----- Provided information -----

PR #5950, opened 2026-09-15
PMM-15347: Add bootstrap UI to the Hosts and Operations pages

plebioda:
Ticket number: PMM-15347

Feature build: TBD

UI half of MongoDB bootstrap: an Automation column and a Bootstrap dialog on the Hosts page, background-tab polling that keeps run status current even while the tab isn't focused, an Operations tab with bootstrap run history, and a fix so polling keeps going until confirm_monitoring actually finishes rather than stopping early.

Stacked on #5949 (PMM-15347: Drive MongoDB bootstrap from pmm-managed).

If this PR adds, removes or alters one or more API endpoints, please review and update the relevant API documentation as well:

- [ ] API Docs updated

- #5949: the backend this UI is built against


plebioda:
@coderabbitai review

ui/packages/plugins/om/src/HostsPage.tsx
```diff
@@ -503,6 +542,135 @@ const ForgetDialog = ({
...
+    return null;
+  }
+
+  const handleSubmit = async () => {
+    const accepted = await bootstrap.mutateAsync({
+      nodeId: row.node_id,
+      replicaSetName,
+      mongodbVersion,
+    });
+    setResult(accepted);
```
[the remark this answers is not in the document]
plebioda: Confirmed, and fixed: added currentNodeIdRef, read at resolution time rather than closed over at submit time, so a late response only calls setResult when the dialog is still showing the host that submitted it.

ui/packages/plugins/om/src/OperationsPage.tsx
```diff
@@ -0,0 +1,133 @@
...
+        title="Operations"
+        subtitle={
+          <Typography variant="body2" color="text.secondary">
+            Every bootstrap run this server has driven, newest first. Expand a
+            row to watch it live or review what happened.
+          </Typography>
+        }
+      />
+
+      {error && (
```
fabio-silva, line 104: If there's an error, we're still rendering things below, namely the table. We should return early

ui/packages/plugins/om/src/OperationsPage.tsx
```diff
@@ -0,0 +1,133 @@
...
+/**
+ * Bootstrap run history: every run this PMM server has driven, newest first,
+ * each expandable in place to its own step-by-step progress.
+ *
+ * Exists so a run started from the Hosts page is never lost by navigating away
+ * from it -- starting a run is one thing, and reading its progress back later
+ * is another that has to survive leaving the page it started on.
+ */
+export const OperationsPage = () => {
+  const { data: runs, isLoading, error } = useOmBootstrapRuns();
```
fabio-silva, line 89: there's a limit argument on this fn but none is used here. Is this expected?

ui/packages/plugins/om/src/HostsPage.tsx
```diff
@@ -591,6 +776,23 @@ export const HostsPage = () => {
             </Button>
           </Box>
         </Tooltip>
+        <Tooltip
+          title={
+            row.original.automation_eligible
+              ? 'Install MongoDB on this host and initialize a single-member replica set (PoC).'
+              : row.original.automation_blocked_reasons.join('; ')
```
fabio-silva, line 783: Some files before, I see:

```
title={
    row.automation_blocked_reasons.join('; ') ||
    'Not eligible for automation.'
}
```

ui/packages/plugins/om/src/api.ts
```diff
@@ -97,3 +101,47 @@ export async function request<T>(path: string, init?: RequestInit): Promise<T> {
...
+  }
+  if (run.status === 'running') {
+    return true;
+  }
+  if (run.status !== 'succeeded') {
+    return false;
+  }
+  return run.hosts.some((host) =>
+    host.finalize_steps.some(
+      (step) => step.name === 'confirm_monitoring' && step.status === 'running'
```
fabio-silva, line 131: if finalize steps dispatch after run succeeds, isn't there a time window where the run succeeded but `confirm_monitoring` hasn't started yet, increasing the interval to 60s and leaving stale data for a longer period?

fabio-silva (changes requested):

ui/packages/plugins/om/src/OperationsPage.tsx
plebioda: Right, and it mattered more than it looks: with no rows the empty table reads as "there are no bootstrap runs", which is a different statement from "we could not find out". Loading and error are early returns now, the same shape `HostsPage` already uses for those two states. d440988d0

ui/packages/plugins/om/src/OperationsPage.tsx
plebioda: Not expected, no - the argument was dead and the page was quietly getting the server's default of 20 runs with pagination disabled, so a longer history was cut off with nothing saying so.

It now asks for 100, which is the most the API will serve (`ListInventoryRunsRequest.limit` is validated `lte: 100`, and pmm-managed's `maxInventoryRunLimit` caps it again), with the reason at the call site. d440988d0

ui/packages/plugins/om/src/HostsPage.tsx
plebioda: Good catch - the two had drifted. The Automation cell falls back to "Not eligible for automation." when SEP gives no reasons, the Bootstrap button's tooltip did not, so a host that reads ineligible with an empty reason list gave MUI an empty title and no tooltip rendered at all: a disabled button with no explanation.

Both go through one `automationBlockedTitle` now, so they cannot drift again. e3821cd69

ui/packages/plugins/om/src/api.ts
plebioda: Fair question, and it would be a real gap if the step were dispatched - but it is not. `confirm_monitoring` is synthesized by pmm-managed on every read from the run's own status (`confirmMonitoringStep` in `managed/services/om/inventory.go`, and the field's own proto comment): "pending" until the run succeeds, "running" from there until the estate shows a service, "succeeded" once it does. So the same response that first reports `succeeded` already reports the step as `running`, and there is no window between them for polling to fall back into.

What the 60s interval does cover is the wait for PMM's stepper to register the host, which is exactly what the fast poll is for.

Since the question is a reasonable one to ask again in six months, I widened the predicate to accept `pending` too and put the reasoning next to it with a test (1c1c86e7e). Costs nothing today, and keeps the behaviour right if confirm_monitoring ever becomes a step something actually dispatches.

ui/packages/plugins/om/src/api.ts
```diff
@@ -97,3 +101,57 @@ export async function request<T>(path: string, init?: RequestInit): Promise<T> {
...
+ * polling to see it flip to "Succeeded" a few seconds later.
+ *
+ * A succeeded run counts as active while that step is either `running` or
+ * `pending`. Nothing dispatches confirm_monitoring -- pmm-managed synthesizes it
+ * on every read from the run's own status (confirmMonitoringStep, and the field's
+ * own proto comment), so today a payload cannot report `succeeded` with the step
+ * still `pending`, and there is no window between the two for polling to fall
+ * back to the slow interval in. Accepting `pending` keeps that true if the step
+ * ever becomes something actually dispatched.
+ */
```
fabio-silva:
```suggestion
```

ui/packages/plugins/om/src/api.ts
```diff
@@ -97,3 +101,57 @@ export async function request<T>(path: string, init?: RequestInit): Promise<T> {
...
+
+/**
+ * True once any of a host's rollback steps has been dispatched.
+ *
+ * Every rollback step is planned `pending` up front alongside the host's
+ * forward steps (om_bootstrap's own HostBootstrapState doc comment) and stays
+ * that way for the entire life of a run that never needed rollback - so "not
+ * still all pending" is "rollback actually started," the same test
+ * PMM-15347's stepper itself uses (bootstrap_decision.go's hostRollbackStarted).
+ */
```
fabio-silva:
```suggestion
```

ui/packages/plugins/om/src/HostsPage.tsx
```diff
@@ -153,6 +155,42 @@ const ExecutorCell = ({ row }: { row: OmHostRow }) => {
...
+ * when it cannot.
+ *
+ * Deliberately separate from `ExecutorCell`, not a duplicate of it:
+ * `automation_eligible` is `executor` plus `pmm_agent_connected`, a signal
+ * `executor` alone cannot carry - a host can have a perfectly healthy Nomad
+ * executor while its pmm-agent has disconnected, which `executor` would read
+ * as "Ready" and this cell would not. The blocked reasons are the server's
+ * own explanation, not re-derived here, so this cell can never disagree with
+ * why the row actually says what it says.
+ */
```
fabio-silva:
```suggestion
```

ui/packages/plugins/om/src/types.ts
```diff
@@ -422,6 +422,24 @@ export interface OmInventoryHost {
   freshness: OmInventoryFreshness;
   /** The services on it. Empty is a meaningful answer, not a gap. */
   services: OmInventoryService[];
+  /**
+   * Whether PMM's own agent registry currently has a connected pmm-agent for
+   * this node - independent of `executor`, which is Nomad/SEP's own signal.
+   * This is the "PMM-Client installed and healthy" half of automation
+   * eligibility that `executor` alone cannot answer: a node can be a known,
+   * probed host in OM's estate while its agent has since disconnected.
+   */
```
fabio-silva:
```suggestion
```

ui/packages/plugins/om/src/types.ts
```diff
@@ -422,6 +422,24 @@ export interface OmInventoryHost {
...
+  pmm_agent_connected: boolean;
+  /**
+   * Whether this host is eligible for OM automation (a probe today;
+   * provisioning in a later phase): `pmm_agent_connected` is true and
+   * `executor` reports reachable and driver-healthy. Computed server-side so
+   * every consumer agrees on one definition - see `automation_blocked_reasons`
+   * for why not, when this is false.
+   */
```
fabio-silva:
```suggestion
```

fabio-silva (changes requested):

-----

# Problem description:
The stopping point is the line containing "Feature build: TBD". Reproduce exactly every line of the material from the first through that one.

# Result of this task:
PR #5950, opened 2026-09-15
PMM-15347: Add bootstrap UI to the Hosts and Operations pages

plebioda:
Ticket number: PMM-15347

Feature build: TBD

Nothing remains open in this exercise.